In this "demo" there's a procedure and two macros, and a PB % operation version. All codes do the same: calculate the remainder, and if there's a remainder (non zero) they calculate the "padding" that should be added (divisor - remainder).

Code: Select all

; BinModOptimized.pb
; ------------------
;
; optimized modulo operations for divisors that are ALWAYS power of 2 (2,4,8 ... 1024 ... etc)
;
;
;


Procedure BinMod(value, divi)
;   Debug "value: "+value
;   Debug value % divi
;   Debug value & (divi-1)
;   If value & (divi-1)
;     Debug "Padding:" + Str(divi - ((value & (divi-1))))
;   Else
;     Debug "no padding necessary"
;   EndIf 
;   Debug "-----------------"
  ProcedureReturn value & (divi-1)
EndProcedure

Macro M_binMod(_result_, _value_, _divisor_, _paddingresult_)
  _result_ = _value_ & (_divisor_ - 1) 
  If _result_
    _paddingresult_ = _divisor_ - _result_
  Else 
    _paddingresult_ = 0
  EndIf 
EndMacro
Macro M_binMod2(_result_, _value_, _divisor_ , _divisormask_, _paddingresult_)
  _result_ = _value_ & _divisormask_
  If _result_
    _paddingresult_ = (_divisor_) - _result_
  Else 
    _paddingresult_ = 0
  EndIf 
EndMacro


#MAX_LOOPS = 1000 * 1000 * 100 ; 100 M
#MAX_RANDOM = 1234567890
#DIVISOR = 4096
#DIVISOR_MASK = #DIVISOR - 1
Define _rest, _padding
Define s1,e1

s1 = ElapsedMilliseconds()
For i=1 To #MAX_LOOPS
  _rest = BinMod(Random(#MAX_RANDOM),#DIVISOR)
  If _rest 
    _padding = #DIVISOR - _rest
  Else 
    _padding = 0
  EndIf 
Next
e1 = ElapsedMilliseconds()



Define s2,e2

s2 = ElapsedMilliseconds()
For i=1 To #MAX_LOOPS
  M_binMod(_rest, Random(#MAX_RANDOM), #DIVISOR, _padding)
Next
e2 = ElapsedMilliseconds()

Define s3,e3,_div_var

_div_var = #DIVISOR

s3 = ElapsedMilliseconds()
For i=1 To #MAX_LOOPS
  _rest = Random(#MAX_RANDOM) % _div_var
  
  If _rest 
    _padding = #DIVISOR - rest 
  Else 
    _padding = 0
  EndIf
  
Next 
e3 = ElapsedMilliseconds()

Define s4,e4


s4 = ElapsedMilliseconds()
For i=1 To #MAX_LOOPS
  M_binMod2(_rest, Random(#MAX_RANDOM), #DIVISOR, #DIVISOR_MASK, _padding)
Next 
e4 = ElapsedMilliseconds()

msg$="Test results"+#CRLF$
msg$+"Number of loops: "+FormatNumber(#MAX_LOOPS,0)+#CRLF$
msg$+"BinMod() function exec time ms: "+FormatNumber(e1-s1,0)+#CRLF$
msg$+ "M_binMod() macro exec time ms: "+FormatNumber(e2-s2,0)+#CRLF$
msg$+ "M_binMod2() macro exec time ms: "+FormatNumber(e4-s4,0)+#CRLF$
msg$+ "PureBasic % operator exec time ms: "+FormatNumber(e3-s3,0)+#CRLF$
msg$+" "+#CRLF$
msg$+"PureBasic "+FormatNumber(#PB_Compiler_Version/100,2)+"  "

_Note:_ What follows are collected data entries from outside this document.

PR #458, opened 2026-05-16
test: refactor shared state DB reset into TestMain for cmd tests

terminalchai:
## Problem

The \cmd\ package tests had inconsistent state DB teardown across test helpers. \setupXDGEnvIsolation\ in \	est_env_test.go\ called \state.CloseDB()\ directly in its cleanup function, but \TestMain\ only set \XDG_CONFIG_HOME\ and \APPDATA\/\USERPROFILE\ — leaving \XDG_DATA_HOME\, \XDG_STATE_HOME\, \XDG_CACHE_HOME\, \XDG_RUNTIME_DIR\, and \HOME\ pointing at real user directories. This meant:

- The shared suite DB was initialised against real XDG paths, not the isolated temp dir.
- Tests that restored XDG isolation via \state.CloseDB()\ could leave the suite-level DB in a closed state without reopening it against the temp dir, causing subsequent tests in the same run to fail non-deterministically.

## Fix

1. **\TestMain\**: set all six XDG env vars (+ \HOME\) to the temp dir, then call a new \
esetSharedStateDB()\ helper that closes any existing DB, ensures config dirs exist, and reopens the DB against the isolated temp path. Also close the DB before \os.RemoveAll\ to avoid Windows file-lock errors.

2. **\
esetSharedStateDB()\**: single source of truth for suite-level DB reset — used by both \TestMain\ and the per-test cleanup in \setupXDGEnvIsolation\.

3. **\setupXDGEnvIsolation\**: replace the bare \state.CloseDB()\ call with \
esetSharedStateDB()\ so the suite DB is always left in a known-open state after each per-test isolation window closes.

## Testing

\\\
go test ./cmd/... -count=1 -race
\\\

All tests pass.

<h3>Greptile Summary</h3>

This PR applies two correctness fixes to the test setup helpers in `cmd/main_test.go`. Both changes tighten error-handling paths that could previously leave the test suite in a broken or partially-initialised state.

- `resetSharedStateDB` now returns early when `config.EnsureDirs()` fails instead of proceeding to call `state.Configure` against a directory that was never created.
- `TestMain` now removes the allocated temp directory before calling `os.Exit(1)` on a `resetSharedStateDB` failure, preventing stale directories from being left behind.

Safe to merge — the changes are confined to test infrastructure, fix two well-scoped error-handling gaps, and do not touch production code paths.

Both changes are isolated to test setup helpers. The resetSharedStateDB guard prevents a spurious state.Configure call when directory creation fails, and the os.RemoveAll addition ensures the temp directory is cleaned up on every exit path. No logic regressions are introduced.

| Filename | Overview |
|----------|----------|
| cmd/main_test.go | Two targeted fixes: early-return guard in `resetSharedStateDB` so `state.Configure` is not called after a failed `EnsureDirs`, and cleanup of `tmpDir` on the `resetSharedStateDB` error exit path in `TestMain`. |

</details>

<sub>Reviews (4): Last reviewed commit: ["Merge branch &#39;main&#39; into fix/cmd-state-d..."](https://github.com/surgedm/surge/commit/de12e0e449d43e8a4cde2493860e0a577a6593e2) | [Re-trigger Greptile](https://app.greptile.com/api/retrigger?id=32465079)</sub>


SuperCoolPencil:
I don't understand how this PR has 0 changes but 5 commits. Am I going crazy? lol

SuperCoolPencil:
> I don't understand how this PR has 0 changes but 5 commits. Am I going crazy? lol

Yep my bad. Made a wrong merge commit

SuperCoolPencil (approved):

SuperCoolPencil:
Thanks for contributing :)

CompilerSelect #PB_Compiler_OS
  CompilerCase #PB_OS_Windows
    msg$+"Windows"
  CompilerCase #PB_OS_Linux
    msg$+"Linux"
  CompilerCase #PB_OS_AmigaOS
    msg$+"AmigaOS"
  CompilerCase #PB_OS_MacOS
    msg$+"MacOS"
  CompilerCase #PB_OS_Web
    msg$+"Web"
  CompilerDefault
    msg$+"UNKNOWN-OPERATING-SYSTEM"
CompilerEndSelect
msg$+" "
CompilerSelect #PB_Compiler_Processor
  CompilerCase #PB_Processor_Arm32
    msg$+"arm-32"
  CompilerCase #PB_Processor_Arm64
    msg$+"arm-64"
  CompilerCase #PB_Processor_JavaScript
    msg$+"JavaScript"
  CompilerCase #PB_Processor_mc68000
    msg$+"mc68000"
  CompilerCase #PB_Processor_PowerPC
    msg$+"PowerPC"
  CompilerCase #PB_Processor_x64
    msg$+"x64"
  CompilerCase #PB_Processor_x86
    msg$+"x86"
  CompilerDefault
    msg$+"UNKNOWN-PROCESSOR"
CompilerEndSelect

CompilerIf #PB_Backend_Asm = #PB_Compiler_Backend
  msg$+" (ASM Backend"
CompilerElse 
  msg$+" (C Backend"
CompilerEndIf 

CompilerIf #PB_Compiler_Optimizer
  msg$+" with optimizer)"
CompilerElse
  msg$+")"
CompilerEndIf

msg$+#CRLF$

SetClipboardText(msg$)
MessageRequester("BinMod test results",msg$)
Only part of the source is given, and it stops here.